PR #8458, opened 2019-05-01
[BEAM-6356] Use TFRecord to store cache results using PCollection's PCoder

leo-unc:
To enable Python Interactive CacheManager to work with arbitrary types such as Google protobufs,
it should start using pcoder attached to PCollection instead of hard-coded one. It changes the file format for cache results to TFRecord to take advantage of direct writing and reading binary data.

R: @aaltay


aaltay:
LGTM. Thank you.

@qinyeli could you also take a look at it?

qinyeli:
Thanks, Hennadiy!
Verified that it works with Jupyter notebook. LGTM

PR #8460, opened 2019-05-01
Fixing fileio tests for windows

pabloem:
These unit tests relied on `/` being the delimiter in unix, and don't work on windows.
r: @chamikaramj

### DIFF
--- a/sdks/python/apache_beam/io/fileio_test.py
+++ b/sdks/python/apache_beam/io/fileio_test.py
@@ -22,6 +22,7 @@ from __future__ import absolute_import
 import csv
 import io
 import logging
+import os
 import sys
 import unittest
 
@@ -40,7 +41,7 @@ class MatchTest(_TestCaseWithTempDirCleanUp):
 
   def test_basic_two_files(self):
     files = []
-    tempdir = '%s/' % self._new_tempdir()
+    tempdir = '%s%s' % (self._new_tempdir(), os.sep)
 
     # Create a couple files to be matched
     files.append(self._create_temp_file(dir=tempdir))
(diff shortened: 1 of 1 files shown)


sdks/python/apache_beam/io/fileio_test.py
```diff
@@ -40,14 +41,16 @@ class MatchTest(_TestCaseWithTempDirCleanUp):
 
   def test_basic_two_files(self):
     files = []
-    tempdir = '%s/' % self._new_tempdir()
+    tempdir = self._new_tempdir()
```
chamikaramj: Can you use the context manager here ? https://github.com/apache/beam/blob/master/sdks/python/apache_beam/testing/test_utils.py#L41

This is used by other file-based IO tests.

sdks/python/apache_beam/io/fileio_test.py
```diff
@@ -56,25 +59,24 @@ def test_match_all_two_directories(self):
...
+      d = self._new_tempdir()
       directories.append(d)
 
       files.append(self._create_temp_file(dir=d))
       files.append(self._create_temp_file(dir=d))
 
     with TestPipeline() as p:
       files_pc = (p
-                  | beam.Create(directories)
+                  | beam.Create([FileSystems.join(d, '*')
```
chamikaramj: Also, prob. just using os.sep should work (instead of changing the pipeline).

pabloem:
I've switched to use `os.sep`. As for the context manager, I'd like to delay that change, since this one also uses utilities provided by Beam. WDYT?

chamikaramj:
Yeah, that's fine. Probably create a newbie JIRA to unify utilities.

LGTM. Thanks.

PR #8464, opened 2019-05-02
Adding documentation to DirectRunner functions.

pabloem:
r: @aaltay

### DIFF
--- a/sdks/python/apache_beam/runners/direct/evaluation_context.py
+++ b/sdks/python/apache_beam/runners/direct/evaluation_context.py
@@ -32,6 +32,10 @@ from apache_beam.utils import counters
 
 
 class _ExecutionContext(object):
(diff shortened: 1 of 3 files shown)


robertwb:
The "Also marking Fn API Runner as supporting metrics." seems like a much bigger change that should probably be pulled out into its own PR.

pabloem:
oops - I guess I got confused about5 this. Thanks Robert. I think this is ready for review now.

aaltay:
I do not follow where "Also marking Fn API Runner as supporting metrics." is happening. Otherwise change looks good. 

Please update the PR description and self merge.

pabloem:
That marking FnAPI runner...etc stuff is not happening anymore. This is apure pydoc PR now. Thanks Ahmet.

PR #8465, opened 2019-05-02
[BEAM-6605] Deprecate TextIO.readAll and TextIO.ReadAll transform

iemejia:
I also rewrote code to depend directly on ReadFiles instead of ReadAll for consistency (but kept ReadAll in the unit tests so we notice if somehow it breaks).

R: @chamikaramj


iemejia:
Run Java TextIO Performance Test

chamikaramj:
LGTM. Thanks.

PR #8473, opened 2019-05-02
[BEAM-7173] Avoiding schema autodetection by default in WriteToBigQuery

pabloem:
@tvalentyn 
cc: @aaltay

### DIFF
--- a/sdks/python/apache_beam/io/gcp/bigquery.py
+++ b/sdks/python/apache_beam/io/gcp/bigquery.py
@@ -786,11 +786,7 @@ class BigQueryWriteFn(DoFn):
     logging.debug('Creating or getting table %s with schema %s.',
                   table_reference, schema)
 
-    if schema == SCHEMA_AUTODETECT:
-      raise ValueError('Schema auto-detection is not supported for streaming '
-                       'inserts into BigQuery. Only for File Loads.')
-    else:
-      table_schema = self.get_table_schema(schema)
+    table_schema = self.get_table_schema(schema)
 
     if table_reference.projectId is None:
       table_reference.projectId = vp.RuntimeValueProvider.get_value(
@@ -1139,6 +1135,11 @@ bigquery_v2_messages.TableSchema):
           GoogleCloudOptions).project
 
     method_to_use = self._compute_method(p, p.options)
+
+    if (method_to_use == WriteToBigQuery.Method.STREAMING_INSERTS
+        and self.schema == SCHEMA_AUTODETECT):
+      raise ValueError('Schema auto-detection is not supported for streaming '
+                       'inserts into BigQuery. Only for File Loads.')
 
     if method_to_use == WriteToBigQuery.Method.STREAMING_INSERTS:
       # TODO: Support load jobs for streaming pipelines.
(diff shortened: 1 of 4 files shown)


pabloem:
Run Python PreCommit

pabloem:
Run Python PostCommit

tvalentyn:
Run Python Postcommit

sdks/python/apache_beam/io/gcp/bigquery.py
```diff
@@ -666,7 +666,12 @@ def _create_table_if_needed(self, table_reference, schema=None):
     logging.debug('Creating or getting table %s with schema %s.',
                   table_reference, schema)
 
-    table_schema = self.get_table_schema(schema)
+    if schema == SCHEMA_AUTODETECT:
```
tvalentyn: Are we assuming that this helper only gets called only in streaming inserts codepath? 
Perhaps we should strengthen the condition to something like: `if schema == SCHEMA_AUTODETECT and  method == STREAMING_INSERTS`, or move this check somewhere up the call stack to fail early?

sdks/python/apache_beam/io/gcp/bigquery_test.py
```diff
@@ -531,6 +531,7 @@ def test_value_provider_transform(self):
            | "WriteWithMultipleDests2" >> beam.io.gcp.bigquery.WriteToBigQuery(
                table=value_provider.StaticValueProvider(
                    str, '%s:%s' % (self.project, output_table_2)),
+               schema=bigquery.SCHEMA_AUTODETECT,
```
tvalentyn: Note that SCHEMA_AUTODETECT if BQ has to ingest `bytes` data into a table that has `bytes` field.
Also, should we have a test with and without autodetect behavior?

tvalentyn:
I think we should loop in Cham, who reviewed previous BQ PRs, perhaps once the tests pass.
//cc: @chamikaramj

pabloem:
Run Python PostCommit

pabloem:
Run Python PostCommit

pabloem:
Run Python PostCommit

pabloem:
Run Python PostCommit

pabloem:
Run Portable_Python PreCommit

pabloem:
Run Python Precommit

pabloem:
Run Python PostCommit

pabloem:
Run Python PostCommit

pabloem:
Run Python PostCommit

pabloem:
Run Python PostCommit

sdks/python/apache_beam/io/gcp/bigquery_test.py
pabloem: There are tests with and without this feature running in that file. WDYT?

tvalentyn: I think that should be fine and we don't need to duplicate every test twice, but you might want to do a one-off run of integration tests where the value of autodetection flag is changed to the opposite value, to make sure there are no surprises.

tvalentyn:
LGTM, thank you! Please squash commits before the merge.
- - - - -
Work order -> If a line above contains the word "TFRecord", list it.

Your solution ->
[BEAM-6356] Use TFRecord to store cache results using PCollection's PCoder
it should start using pcoder attached to PCollection instead of hard-coded one. It changes the file format for cache results to TFRecord to take advantage of direct writing and reading binary data.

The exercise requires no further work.